● Data records:
● ● ● ●
PR #1750, opened 2026-09-07
fix(iaas): remove routing table from state when it no longer exists

### LINKED ISSUE #1749: stackit_routing_table / stackit_routing_table_route: stale state after the network area is recreated (Delete only treats HTTP 404 as gone)
## Description

When a `stackit_network_area` is deleted and recreated (for example by a change that forces replacement), the platform deletes all routing tables of that area together with their routes. The Terraform state still contains the `stackit_routing_table` and `stackit_routing_table_route` resources, and every following operation on them fails.

Cause in the provider (verified, see the reproduction comment below): `Read()` of `stackit_routing_table` reports an error diagnostic on HTTP 404 instead of removing the resource from state (`stackit/internal/services/iaas/routingtable/table/resource.go`), so every refresh of the stale resource fails. `Delete()` handles 404 correctly. The first assumption that the IaaS API answers HTTP 400 for these requests did not hold for routing tables and routes; they answer 404. The API does answer 400 (`region not enabled`) for a deleted regional network area configuration while the network area still exists, which `stackit_network_area_region` does not handle (separate problem).

A second observation in `stackit_routing_table.Read()`: it calls `resp.State.RemoveResource()` after *any* API error. That call is dead code, because the error diagnostic set just before it makes Terraform keep the prior state; the fix drops it and removes the resource from state only on 404.

## Steps to reproduce

```terraform
resource "stackit_network_area" "example" {
  organization_id = var.organization_id
  name            = "example"
  # ...
}

resource "stackit_routing_table" "example" {
  organization_id = var.organization_id
  network_area_id = stackit_network_area.example.network_area_id
  name            = "example"
}

resource "stackit_routing_table_route" "example" {
  organization_id  = var.organization_id
  network_area_id  = stackit_network_area.example.network_area_id
  routing_table_id = stackit_routing_table.example.routing_table_id
  destination = {
    type  = "cidrv4"
    value = "10.0.0.0/24"
  }
  next_hop = {
    type = "blackhole"
  }
}
```

1. `terraform apply`
2. Change an attribute of `stackit_network_area.example` that forces replacement, or delete and recreate the network area outside of Terraform
3. `terraform apply` (the same happens with `terraform plan`, and with a `removed` block that uses `destroy = true`)

## Actual behavior

The apply fails with an API error for the old routing table (the routing table does not exist). The only way out is a `removed` block with `destroy = false` for the routing table and its routes, followed by a normal apply that creates them again.

## Expected behavior

- `Delete()` treats the routing table and its routes as already deleted when the network area is gone, like it does for HTTP 404.
- `Read()` removes the resources from state when they are gone and keeps the state on any other error.
- The docs of `stackit_routing_table` and `stackit_routing_table_route` mention that the platform deletes routing tables and routes together with their network area.

## Environment

Reported by the person who hit this:

 - Terraform version: `v1.15.8`
 - Version of the STACKIT Terraform provider: `v0.114.0`
 - Reproduced from Azure DevOps (Microsoft-hosted `ubuntu-latest` agents), from macOS 25.6, and from WSL with Ubuntu 24.04 LTS

My own reproduction (see the comments below):

 - OS: macOS 26.6.2 (arm64)
 - Terraform version: OpenTofu v1.12.6
 - Version of the STACKIT Terraform provider: `v0.114.0`

**Additional information**

Routing tables are still a public preview feature. Fix: #1750.

devpie:
## Description

fixes #1749

When a `stackit_network_area` no longer exists (the area or its regional configuration was deleted outside of Terraform), the IaaS API answers HTTP 404 for the routing tables and routes that belonged to it (verified against the API, see #1749). `Read()` of `stackit_routing_table` turned that 404 into an error diagnostic: it called `utils.LogError` and then `RemoveResource`, and Terraform keeps the prior state when a read reports an error. So every refresh of the stale resource failed, and a `removed` block with `lifecycle { destroy = true }` failed with it. The same code removed the resource from state after *any* API error, which was equally ineffective for the same reason.

Changes:

- `stackit_routing_table.Read()` removes the resource from state on HTTP 404 without an error diagnostic and reports every other error while keeping the state — the pattern `stackit_routing_table_route.Read()` already uses. The error summary follows the other IaaS resources (`Error reading routing table`).
- Resource-level test for `Read()` against a mocked API: 200 (state compared field by field), 404, 403, 500 and a transport error. It fails on `main` for the 404, 403 and 500 cases.
- Schema descriptions and generated docs of both resources state that the platform deletes routing tables and routes together with their `stackit_network_area_region`, and how the provider reacts.

Verification against the real API (provider v0.114.0 vs. this build, OpenTofu 1.12.6; details in #1749): with the network area deleted, `tofu plan -refresh-only` fails on v0.114.0 with `Error: Reading routing table` and succeeds with this build, reporting routing table and route as deleted; `tofu destroy -refresh=false` succeeds for the already deleted routing table and route.

Not part of this PR: `stackit_network_area_region` and `stackit_network_area_route` have related gaps, see #1751.

## Checklist

- [x] Issue was linked above
- [ ] Examples were added / adjusted (see `examples/` directory) — not needed, no attribute changed
- [ ] Acceptance tests got implemented or updated (see e.g. [here](https://github.com/stackitcloud/terraform-provider-stackit/blob/f5f99d170996b208672ae684b6da53420e369563/stackit/internal/services/dns/dns_acc_test.go)) — not changed; the existing routing table acceptance tests cover the normal lifecycle

🤖 Generated with [Claude Code](https://claude.com/claude-code)

### DIFF
--- a/docs/resources/routing_table.md
+++ b/docs/resources/routing_table.md
@@ -5,6 +5,7 @@ subcategory: ""
 description: |-
   Routing table resource schema. Must have a region specified in the provider configuration.
   This resource is for SNA, not VPC, based networks.
+  The platform deletes routing tables and their routes together with the network area region (stackit_network_area_region) they belong to. When the network area or its region no longer exists, the provider treats the routing table as deleted: it is removed from the Terraform state on refresh, and destroying it succeeds.
   ~> This resource is part of the experimental feature routing-tables and is likely going to undergo significant changes or be removed in the future. Use it at your own discretion.
 ---
 
@@ -13,6 +14,8 @@ description: |-
 Routing table resource schema. Must have a `region` specified in the provider configuration.
 
 This resource is for SNA, not VPC, based networks.
+
+The platform deletes routing tables and their routes together with the network area region (`stackit_network_area_region`) they belong to. When the network area or its region no longer exists, the provider treats the routing table as deleted: it is removed from the Terraform state on refresh, and destroying it succeeds.
 
 ~> This resource is part of the experimental feature routing-tables and is likely going to undergo significant changes or be removed in the future. Use it at your own discretion.
 
--- a/docs/resources/routing_table_route.md
+++ b/docs/resources/routing_table_route.md
@@ -5,6 +5,7 @@ subcategory: ""
 description: |-
   Routing table route resource schema. Must have a region specified in the provider configuration.
   This resource is for SNA, not VPC, based networks.
+  The platform deletes routing tables and their routes together with the network area region (stackit_network_area_region) they belong to. When the network area or its region no longer exists, the provider treats the route as deleted: it is removed from the Terraform state on refresh, and destroying it succeeds.
   ~> This resource is part of the experimental feature routing-tables and is likely going to undergo significant changes or be removed in the future. Use it at your own discretion.
 ---
 
@@ -13,6 +14,8 @@ description: |-
 Routing table route resource schema. Must have a `region` specified in the provider configuration.
 
 This resource is for SNA, not VPC, based networks.
+
+The platform deletes routing tables and their routes together with the network area region (`stackit_network_area_region`) they belong to. When the network area or its region no longer exists, the provider treats the route as deleted: it is removed from the Terraform state on refresh, and destroying it succeeds.
 
 ~> This resource is part of the experimental feature routing-tables and is likely going to undergo significant changes or be removed in the future. Use it at your own discretion.
 
--- a/stackit/internal/services/iaas/routingtable/table/resource_test.go
+++ b/stackit/internal/services/iaas/routingtable/table/resource_test.go
@@ -3,12 +3,21 @@ package table
 import (
 	"context"
 	"fmt"
+	"net/http"
+	"net/http/httptest"
 	"testing"
 
 	"github.com/google/go-cmp/cmp"
+	"github.com/gorilla/mux"
 	"github.com/hashicorp/terraform-plugin-framework/attr"
+	"github.com/hashicorp/terraform-plugin-framework/resource"
+	"github.com/hashicorp/terraform-plugin-framework/tfsdk"
 	"github.com/hashicorp/terraform-plugin-framework/types"
+	"github.com/stackitcloud/stackit-sdk-go/core/config"
 	iaas "github.com/stackitcloud/stackit-sdk-go/services/iaas/v2api"
+
+	"github.com/stackitcloud/terraform-provider-stackit/stackit/internal/core"
+	"github.com/stackitcloud/terraform-provider-stackit/stackit/internal/utils"
 )
 
 func TestMapFields(t *testing.T) {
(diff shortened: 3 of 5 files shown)


SerseusWasTaken:
Hello @devpie, thank you for the contribution.

I have created a internal tracking issue and we will review your contribution soon. 

Best regards

devpie:
Hi @SerseusWasTaken, is there anything I can do to move this forward?

I rebased the branch onto current main today, so it is conflict-free, and `make test` and `make lint` pass locally. Happy to adjust anything in the change itself if that helps.

SerseusWasTaken:
Hey @devpie, this PR is planned for the next sprint, which is starting today. So we will very soon be able to take a proper look. Sorry for the delay, and thank you for your patience and keeping the PR updated!

Best regards
Jonas from the STACKIT Devloper Tools team

stackit/internal/services/iaas/routingtable/table/resource_test.go
```diff
@@ -215,3 +224,138 @@ func TestToUpdatePayload(t *testing.T) {
 		})
 	}
 }
+
+func TestRead(t *testing.T) {
```
cgoetz-inovex, line 228: I'd remove this test. We are currently working on an issue to introduce a linting rule to cover this case:
> Resource which are managed via Terraform, could be deleted either via the Portal, CLI or directly the API. For this reason, our provider needs to take care of if the API responds with a 404 and/or 403, within the Read(...) method of the resource and remove then the resource from the state.

cgoetz-inovex (changes requested):

docs/resources/routing_table.md
```diff
@@ -5,6 +5,7 @@ subcategory: ""
 description: |-
   Routing table resource schema. Must have a region specified in the provider configuration.
   This resource is for SNA, not VPC, based networks.
+  The platform deletes routing tables and their routes together with the network area region (stackit_network_area_region) they belong to. When the network area or its region no longer exists, the provider treats the routing table as deleted: it is removed from the Terraform state on refresh, and destroying it succeeds.
```
marceljk, line 8: I would remove this comment, because I would see this as expected behavior. The same applies for example, if a project was deleted, then all resources which belong to the project would be removed as well and Terraform should recognize this. So i don't see the need here to highlight it with a comment

docs/resources/routing_table_route.md
```diff
@@ -5,6 +5,7 @@ subcategory: ""
 description: |-
   Routing table route resource schema. Must have a region specified in the provider configuration.
   This resource is for SNA, not VPC, based networks.
+  The platform deletes routing tables and their routes together with the network area region (stackit_network_area_region) they belong to. When the network area or its region no longer exists, the provider treats the route as deleted: it is removed from the Terraform state on refresh, and destroying it succeeds.
```
marceljk, line 8: same here

stackit/internal/services/iaas/routingtable/table/resource_test.go
devpie: Removed in b34399e8. One note for the record: the lint rule will catch the missing 404 handling in `Read()`, but not that the resource actually leaves the state — that was what the test pinned. Happy to bring it back in whatever shape you prefer once the rule is in place.

docs/resources/routing_table.md
devpie: Removed in b34399e8, along with the same sentence on the route resource. The docs are regenerated, so both files are back to what the generator produces.

docs/resources/routing_table_route.md
devpie: Removed as well, see above.

PR #1761, opened 2026-09-10
feat: import user with new password

mhenselin:
## Description

Currently there is no possibility to import an existing PostgresFlex User with a password. This change gives the option to have the user imported with a new password. This enables terraform to reference the password in further steps.

## Checklist

- [ ] Issue was linked above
● ● ● ●
● Goal of the exercise: Lines after the one containing "on them fails." are not wanted; repeat exactly each line above from the first up to and including it.

● Exercise response:
PR #1750, opened 2026-09-07
fix(iaas): remove routing table from state when it no longer exists

### LINKED ISSUE #1749: stackit_routing_table / stackit_routing_table_route: stale state after the network area is recreated (Delete only treats HTTP 404 as gone)
## Description

When a `stackit_network_area` is deleted and recreated (for example by a change that forces replacement), the platform deletes all routing tables of that area together with their routes. The Terraform state still contains the `stackit_routing_table` and `stackit_routing_table_route` resources, and every following operation on them fails.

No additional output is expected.